■ **Description of the task**
In the entries that follow, the lines from the one with "I'm making then" through the one with "The logic for" are the ones to write out, exactly and with both ends included. Nothing else should appear.

Saved entries:
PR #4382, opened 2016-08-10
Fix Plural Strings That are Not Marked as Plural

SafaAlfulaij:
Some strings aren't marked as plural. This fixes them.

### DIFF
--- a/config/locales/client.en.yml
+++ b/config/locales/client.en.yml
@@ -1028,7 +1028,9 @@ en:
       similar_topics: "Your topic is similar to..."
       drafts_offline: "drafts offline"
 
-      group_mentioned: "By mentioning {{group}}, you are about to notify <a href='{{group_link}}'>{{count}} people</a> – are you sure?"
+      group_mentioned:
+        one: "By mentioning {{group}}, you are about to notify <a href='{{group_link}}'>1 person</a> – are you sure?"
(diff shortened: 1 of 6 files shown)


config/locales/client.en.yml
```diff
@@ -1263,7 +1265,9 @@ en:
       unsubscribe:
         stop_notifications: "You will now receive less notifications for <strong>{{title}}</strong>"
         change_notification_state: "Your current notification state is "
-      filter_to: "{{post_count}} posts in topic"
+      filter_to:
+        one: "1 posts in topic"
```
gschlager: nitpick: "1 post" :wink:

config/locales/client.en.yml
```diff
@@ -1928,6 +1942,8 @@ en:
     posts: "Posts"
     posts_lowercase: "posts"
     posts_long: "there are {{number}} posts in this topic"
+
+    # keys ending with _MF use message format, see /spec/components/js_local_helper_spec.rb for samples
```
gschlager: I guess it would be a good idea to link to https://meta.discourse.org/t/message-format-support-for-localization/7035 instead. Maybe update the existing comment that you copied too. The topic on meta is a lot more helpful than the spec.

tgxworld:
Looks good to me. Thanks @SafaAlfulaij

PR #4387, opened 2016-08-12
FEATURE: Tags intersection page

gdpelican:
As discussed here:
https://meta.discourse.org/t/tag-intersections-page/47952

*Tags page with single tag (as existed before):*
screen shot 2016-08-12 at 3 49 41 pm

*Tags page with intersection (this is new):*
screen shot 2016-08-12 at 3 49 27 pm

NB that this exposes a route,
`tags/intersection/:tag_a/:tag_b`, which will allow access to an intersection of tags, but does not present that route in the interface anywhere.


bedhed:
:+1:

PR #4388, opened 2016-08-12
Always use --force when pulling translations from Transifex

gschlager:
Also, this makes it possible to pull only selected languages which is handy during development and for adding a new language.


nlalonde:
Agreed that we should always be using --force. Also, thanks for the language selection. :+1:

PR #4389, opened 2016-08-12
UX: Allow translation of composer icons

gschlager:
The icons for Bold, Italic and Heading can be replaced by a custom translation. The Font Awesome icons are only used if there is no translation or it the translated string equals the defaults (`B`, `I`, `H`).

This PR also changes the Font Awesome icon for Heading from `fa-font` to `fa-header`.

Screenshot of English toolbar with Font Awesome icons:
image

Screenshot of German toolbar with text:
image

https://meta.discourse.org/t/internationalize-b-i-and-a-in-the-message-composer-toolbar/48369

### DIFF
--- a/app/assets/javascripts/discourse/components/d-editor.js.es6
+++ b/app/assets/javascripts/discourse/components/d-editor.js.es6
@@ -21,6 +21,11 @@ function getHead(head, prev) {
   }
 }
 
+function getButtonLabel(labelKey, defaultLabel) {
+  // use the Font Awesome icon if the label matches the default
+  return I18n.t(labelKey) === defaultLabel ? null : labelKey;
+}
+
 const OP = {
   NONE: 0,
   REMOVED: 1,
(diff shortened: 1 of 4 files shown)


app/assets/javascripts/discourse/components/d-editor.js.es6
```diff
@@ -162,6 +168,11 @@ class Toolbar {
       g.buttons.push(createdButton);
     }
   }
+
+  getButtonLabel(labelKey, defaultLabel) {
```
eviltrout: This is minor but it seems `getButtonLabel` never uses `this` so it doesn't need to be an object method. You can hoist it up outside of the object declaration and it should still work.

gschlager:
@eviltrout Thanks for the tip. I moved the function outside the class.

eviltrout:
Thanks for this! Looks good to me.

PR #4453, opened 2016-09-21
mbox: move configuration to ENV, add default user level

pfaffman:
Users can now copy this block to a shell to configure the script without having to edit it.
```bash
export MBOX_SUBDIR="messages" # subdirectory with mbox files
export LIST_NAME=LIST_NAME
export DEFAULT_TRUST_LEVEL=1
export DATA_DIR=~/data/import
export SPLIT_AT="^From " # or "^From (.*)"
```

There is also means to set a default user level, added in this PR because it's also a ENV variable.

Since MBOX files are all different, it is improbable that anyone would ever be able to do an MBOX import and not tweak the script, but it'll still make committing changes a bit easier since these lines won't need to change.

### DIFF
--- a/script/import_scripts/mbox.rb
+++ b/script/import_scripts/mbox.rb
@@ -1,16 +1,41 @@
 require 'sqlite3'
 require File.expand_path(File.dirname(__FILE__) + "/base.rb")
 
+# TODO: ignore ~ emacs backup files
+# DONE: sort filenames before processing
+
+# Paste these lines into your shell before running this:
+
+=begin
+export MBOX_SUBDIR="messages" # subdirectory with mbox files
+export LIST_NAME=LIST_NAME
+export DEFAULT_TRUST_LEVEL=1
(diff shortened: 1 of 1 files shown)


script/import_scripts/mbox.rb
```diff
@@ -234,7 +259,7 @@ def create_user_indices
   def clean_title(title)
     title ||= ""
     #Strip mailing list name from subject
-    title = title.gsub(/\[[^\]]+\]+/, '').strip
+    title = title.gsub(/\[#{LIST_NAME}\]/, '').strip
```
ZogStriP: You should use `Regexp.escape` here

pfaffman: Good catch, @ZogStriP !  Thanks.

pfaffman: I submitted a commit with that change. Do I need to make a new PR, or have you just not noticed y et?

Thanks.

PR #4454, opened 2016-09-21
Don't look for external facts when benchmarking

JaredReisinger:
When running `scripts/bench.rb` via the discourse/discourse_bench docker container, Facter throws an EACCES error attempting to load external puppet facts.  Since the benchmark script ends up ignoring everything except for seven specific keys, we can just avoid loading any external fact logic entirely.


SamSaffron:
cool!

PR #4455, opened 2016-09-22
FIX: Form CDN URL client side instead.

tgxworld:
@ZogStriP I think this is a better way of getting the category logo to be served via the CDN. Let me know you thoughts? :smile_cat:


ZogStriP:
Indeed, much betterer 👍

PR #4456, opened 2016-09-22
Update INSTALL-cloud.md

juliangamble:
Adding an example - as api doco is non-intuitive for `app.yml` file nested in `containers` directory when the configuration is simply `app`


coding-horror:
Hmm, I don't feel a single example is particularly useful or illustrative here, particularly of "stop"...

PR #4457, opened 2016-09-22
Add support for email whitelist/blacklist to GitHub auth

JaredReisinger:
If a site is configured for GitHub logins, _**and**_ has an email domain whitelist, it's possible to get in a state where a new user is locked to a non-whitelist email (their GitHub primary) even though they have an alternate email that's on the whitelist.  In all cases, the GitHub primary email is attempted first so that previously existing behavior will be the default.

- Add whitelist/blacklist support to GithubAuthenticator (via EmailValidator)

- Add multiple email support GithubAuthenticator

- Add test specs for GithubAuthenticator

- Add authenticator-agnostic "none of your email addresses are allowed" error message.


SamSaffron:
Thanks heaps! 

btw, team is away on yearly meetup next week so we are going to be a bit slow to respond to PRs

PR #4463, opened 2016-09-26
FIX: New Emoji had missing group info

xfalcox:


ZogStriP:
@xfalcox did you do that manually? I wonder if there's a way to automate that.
...
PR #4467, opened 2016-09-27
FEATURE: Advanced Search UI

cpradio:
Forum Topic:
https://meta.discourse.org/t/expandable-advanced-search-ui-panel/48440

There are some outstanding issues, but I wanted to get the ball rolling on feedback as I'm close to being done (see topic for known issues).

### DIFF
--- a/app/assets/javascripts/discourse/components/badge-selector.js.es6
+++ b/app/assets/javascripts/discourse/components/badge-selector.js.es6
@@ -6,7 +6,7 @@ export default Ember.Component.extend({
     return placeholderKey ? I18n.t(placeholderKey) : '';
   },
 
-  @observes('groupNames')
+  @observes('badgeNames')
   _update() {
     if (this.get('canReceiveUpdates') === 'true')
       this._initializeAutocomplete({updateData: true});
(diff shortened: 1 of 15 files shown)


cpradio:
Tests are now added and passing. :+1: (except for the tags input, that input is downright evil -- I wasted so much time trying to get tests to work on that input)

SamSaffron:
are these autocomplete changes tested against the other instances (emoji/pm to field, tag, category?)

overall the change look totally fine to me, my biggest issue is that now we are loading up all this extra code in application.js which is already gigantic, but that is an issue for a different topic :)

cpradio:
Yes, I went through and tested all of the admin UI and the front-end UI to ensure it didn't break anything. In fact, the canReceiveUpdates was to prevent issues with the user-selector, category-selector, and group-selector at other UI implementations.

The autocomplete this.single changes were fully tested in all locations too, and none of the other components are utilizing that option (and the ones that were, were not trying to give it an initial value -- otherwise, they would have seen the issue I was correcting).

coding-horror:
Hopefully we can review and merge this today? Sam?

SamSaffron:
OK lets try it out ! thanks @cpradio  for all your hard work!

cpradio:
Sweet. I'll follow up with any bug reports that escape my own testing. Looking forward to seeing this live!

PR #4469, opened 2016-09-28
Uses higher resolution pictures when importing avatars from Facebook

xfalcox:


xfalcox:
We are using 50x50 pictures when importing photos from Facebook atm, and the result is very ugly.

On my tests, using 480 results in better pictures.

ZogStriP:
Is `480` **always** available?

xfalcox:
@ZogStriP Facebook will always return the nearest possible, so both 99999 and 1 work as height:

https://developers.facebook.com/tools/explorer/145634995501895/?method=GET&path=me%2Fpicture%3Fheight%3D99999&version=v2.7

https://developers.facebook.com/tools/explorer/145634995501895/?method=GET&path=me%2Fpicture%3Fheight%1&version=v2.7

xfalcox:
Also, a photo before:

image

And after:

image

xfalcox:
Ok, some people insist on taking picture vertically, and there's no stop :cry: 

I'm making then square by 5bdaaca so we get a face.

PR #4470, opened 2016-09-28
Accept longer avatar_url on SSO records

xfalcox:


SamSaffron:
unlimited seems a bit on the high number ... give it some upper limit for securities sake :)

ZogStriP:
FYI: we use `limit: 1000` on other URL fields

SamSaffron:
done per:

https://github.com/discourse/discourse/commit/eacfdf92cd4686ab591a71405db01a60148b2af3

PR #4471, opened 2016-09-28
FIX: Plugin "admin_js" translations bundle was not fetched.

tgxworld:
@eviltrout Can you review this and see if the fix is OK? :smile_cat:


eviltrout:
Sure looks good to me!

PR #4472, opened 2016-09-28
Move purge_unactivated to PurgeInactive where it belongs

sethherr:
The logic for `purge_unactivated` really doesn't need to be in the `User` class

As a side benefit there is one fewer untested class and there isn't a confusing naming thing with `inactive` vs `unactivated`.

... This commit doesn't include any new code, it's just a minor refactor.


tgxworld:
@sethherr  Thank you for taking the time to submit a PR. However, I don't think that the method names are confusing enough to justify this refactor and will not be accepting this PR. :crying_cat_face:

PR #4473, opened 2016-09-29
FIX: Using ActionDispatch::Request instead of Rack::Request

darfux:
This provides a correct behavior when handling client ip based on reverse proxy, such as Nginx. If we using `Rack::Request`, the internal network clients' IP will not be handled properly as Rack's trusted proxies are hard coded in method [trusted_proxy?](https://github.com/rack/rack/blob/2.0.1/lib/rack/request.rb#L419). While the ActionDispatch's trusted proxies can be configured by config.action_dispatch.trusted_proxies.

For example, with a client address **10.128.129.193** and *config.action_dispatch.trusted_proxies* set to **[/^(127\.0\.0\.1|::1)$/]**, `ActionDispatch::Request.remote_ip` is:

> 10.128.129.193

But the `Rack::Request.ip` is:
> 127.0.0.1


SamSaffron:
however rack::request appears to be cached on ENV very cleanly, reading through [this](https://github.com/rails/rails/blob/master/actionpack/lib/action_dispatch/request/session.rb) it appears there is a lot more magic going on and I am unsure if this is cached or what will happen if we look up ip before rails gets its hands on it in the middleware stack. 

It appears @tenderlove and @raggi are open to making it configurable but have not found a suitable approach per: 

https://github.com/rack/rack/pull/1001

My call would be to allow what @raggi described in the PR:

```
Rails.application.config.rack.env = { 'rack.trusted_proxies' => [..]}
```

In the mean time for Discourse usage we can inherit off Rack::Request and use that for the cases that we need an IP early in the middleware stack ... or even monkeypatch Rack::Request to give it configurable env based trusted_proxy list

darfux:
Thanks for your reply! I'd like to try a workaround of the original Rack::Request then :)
--
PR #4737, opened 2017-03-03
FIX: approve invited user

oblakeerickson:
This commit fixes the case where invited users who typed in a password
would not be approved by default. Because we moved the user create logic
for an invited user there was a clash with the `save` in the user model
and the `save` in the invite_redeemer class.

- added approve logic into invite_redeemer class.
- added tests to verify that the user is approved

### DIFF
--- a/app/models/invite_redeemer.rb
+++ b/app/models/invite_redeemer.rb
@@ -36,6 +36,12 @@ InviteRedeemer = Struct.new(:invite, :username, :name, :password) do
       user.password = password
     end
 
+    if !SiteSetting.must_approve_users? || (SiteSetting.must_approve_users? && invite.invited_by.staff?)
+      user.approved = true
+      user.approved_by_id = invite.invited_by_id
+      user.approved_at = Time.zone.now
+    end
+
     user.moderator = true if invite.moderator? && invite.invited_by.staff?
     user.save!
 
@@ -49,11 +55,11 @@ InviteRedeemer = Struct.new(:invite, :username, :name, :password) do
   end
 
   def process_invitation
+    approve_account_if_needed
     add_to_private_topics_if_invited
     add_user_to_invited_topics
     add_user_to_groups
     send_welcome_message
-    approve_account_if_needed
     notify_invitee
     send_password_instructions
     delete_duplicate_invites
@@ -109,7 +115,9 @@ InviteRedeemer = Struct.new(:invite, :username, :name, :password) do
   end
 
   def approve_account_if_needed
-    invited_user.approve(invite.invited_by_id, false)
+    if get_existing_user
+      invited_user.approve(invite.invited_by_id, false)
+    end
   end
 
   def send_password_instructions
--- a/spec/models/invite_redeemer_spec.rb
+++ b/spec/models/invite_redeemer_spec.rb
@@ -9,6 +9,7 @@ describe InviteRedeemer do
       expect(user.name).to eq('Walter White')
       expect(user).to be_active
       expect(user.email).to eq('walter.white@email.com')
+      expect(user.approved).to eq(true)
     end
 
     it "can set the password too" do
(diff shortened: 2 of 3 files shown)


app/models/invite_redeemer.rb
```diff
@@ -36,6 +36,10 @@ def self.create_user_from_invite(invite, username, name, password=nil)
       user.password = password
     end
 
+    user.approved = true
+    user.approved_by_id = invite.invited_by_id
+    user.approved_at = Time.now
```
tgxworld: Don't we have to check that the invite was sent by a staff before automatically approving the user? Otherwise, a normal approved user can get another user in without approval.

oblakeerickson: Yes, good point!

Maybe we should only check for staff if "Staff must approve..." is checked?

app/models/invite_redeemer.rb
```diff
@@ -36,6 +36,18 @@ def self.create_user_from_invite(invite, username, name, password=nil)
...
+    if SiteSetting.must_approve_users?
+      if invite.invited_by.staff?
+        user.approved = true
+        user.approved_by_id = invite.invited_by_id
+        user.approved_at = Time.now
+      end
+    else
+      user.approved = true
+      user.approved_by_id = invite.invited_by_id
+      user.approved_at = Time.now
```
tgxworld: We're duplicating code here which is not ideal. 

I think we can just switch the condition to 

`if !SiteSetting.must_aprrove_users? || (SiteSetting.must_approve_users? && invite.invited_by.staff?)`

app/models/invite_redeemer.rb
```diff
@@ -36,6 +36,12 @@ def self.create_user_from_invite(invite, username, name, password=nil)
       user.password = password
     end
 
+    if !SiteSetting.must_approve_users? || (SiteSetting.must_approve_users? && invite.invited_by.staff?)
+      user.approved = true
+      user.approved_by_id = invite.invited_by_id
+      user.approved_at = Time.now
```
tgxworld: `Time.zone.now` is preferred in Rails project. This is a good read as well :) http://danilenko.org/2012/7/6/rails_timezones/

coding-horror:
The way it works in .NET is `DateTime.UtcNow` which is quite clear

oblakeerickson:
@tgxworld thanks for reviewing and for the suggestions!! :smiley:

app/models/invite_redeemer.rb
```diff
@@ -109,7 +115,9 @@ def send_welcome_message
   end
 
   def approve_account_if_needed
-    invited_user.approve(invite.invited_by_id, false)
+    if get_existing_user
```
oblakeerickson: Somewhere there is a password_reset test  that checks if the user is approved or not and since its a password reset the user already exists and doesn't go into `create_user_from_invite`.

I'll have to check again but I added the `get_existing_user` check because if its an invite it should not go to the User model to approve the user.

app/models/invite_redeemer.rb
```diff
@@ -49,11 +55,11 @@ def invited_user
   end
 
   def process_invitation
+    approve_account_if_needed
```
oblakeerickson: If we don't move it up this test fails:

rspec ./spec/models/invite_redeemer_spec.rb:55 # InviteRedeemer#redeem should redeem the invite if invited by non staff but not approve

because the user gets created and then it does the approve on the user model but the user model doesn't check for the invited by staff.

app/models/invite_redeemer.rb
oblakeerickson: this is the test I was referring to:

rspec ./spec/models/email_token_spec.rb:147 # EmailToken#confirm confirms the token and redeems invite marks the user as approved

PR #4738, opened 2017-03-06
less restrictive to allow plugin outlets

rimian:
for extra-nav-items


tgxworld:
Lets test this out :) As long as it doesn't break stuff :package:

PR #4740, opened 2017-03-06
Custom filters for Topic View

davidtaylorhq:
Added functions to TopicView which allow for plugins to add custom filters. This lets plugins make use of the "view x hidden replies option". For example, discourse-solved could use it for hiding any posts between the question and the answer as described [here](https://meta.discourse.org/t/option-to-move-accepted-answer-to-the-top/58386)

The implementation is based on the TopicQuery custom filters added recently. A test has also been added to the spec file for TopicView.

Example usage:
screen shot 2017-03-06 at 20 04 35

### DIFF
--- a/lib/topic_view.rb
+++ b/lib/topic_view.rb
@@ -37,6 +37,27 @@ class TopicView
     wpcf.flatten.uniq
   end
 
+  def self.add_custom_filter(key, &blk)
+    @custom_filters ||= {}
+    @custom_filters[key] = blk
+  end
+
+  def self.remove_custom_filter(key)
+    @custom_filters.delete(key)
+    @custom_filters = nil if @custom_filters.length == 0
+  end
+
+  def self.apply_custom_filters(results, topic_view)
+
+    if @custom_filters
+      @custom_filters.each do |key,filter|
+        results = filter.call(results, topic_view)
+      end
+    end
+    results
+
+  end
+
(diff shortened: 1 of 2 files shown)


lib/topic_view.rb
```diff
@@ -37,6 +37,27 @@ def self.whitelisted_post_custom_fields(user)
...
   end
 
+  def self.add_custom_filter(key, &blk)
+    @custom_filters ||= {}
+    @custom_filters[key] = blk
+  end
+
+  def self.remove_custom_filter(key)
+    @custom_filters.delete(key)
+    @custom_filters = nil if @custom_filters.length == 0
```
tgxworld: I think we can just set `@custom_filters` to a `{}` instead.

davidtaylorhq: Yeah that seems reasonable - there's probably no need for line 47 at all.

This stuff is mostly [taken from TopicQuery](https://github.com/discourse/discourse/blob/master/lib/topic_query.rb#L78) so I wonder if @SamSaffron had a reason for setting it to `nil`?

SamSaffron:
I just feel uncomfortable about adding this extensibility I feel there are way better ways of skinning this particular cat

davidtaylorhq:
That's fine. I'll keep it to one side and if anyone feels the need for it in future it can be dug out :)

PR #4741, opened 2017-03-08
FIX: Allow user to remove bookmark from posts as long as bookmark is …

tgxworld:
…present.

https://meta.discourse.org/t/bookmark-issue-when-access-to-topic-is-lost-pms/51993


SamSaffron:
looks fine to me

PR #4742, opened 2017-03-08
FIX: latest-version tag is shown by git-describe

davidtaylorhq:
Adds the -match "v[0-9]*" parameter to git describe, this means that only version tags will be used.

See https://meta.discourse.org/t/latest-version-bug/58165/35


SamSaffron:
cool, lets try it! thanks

■ **Solution to this exercise**
I'm making then square by 5bdaaca so we get a face.

PR #4470, opened 2016-09-28
Accept longer avatar_url on SSO records

xfalcox:


SamSaffron:
unlimited seems a bit on the high number ... give it some upper limit for securities sake :)

ZogStriP:
FYI: we use `limit: 1000` on other URL fields

SamSaffron:
done per:

https://github.com/discourse/discourse/commit/eacfdf92cd4686ab591a71405db01a60148b2af3

PR #4471, opened 2016-09-28
FIX: Plugin "admin_js" translations bundle was not fetched.

tgxworld:
@eviltrout Can you review this and see if the fix is OK? :smile_cat:


eviltrout:
Sure looks good to me!

PR #4472, opened 2016-09-28
Move purge_unactivated to PurgeInactive where it belongs

sethherr:
The logic for `purge_unactivated` really doesn't need to be in the `User` class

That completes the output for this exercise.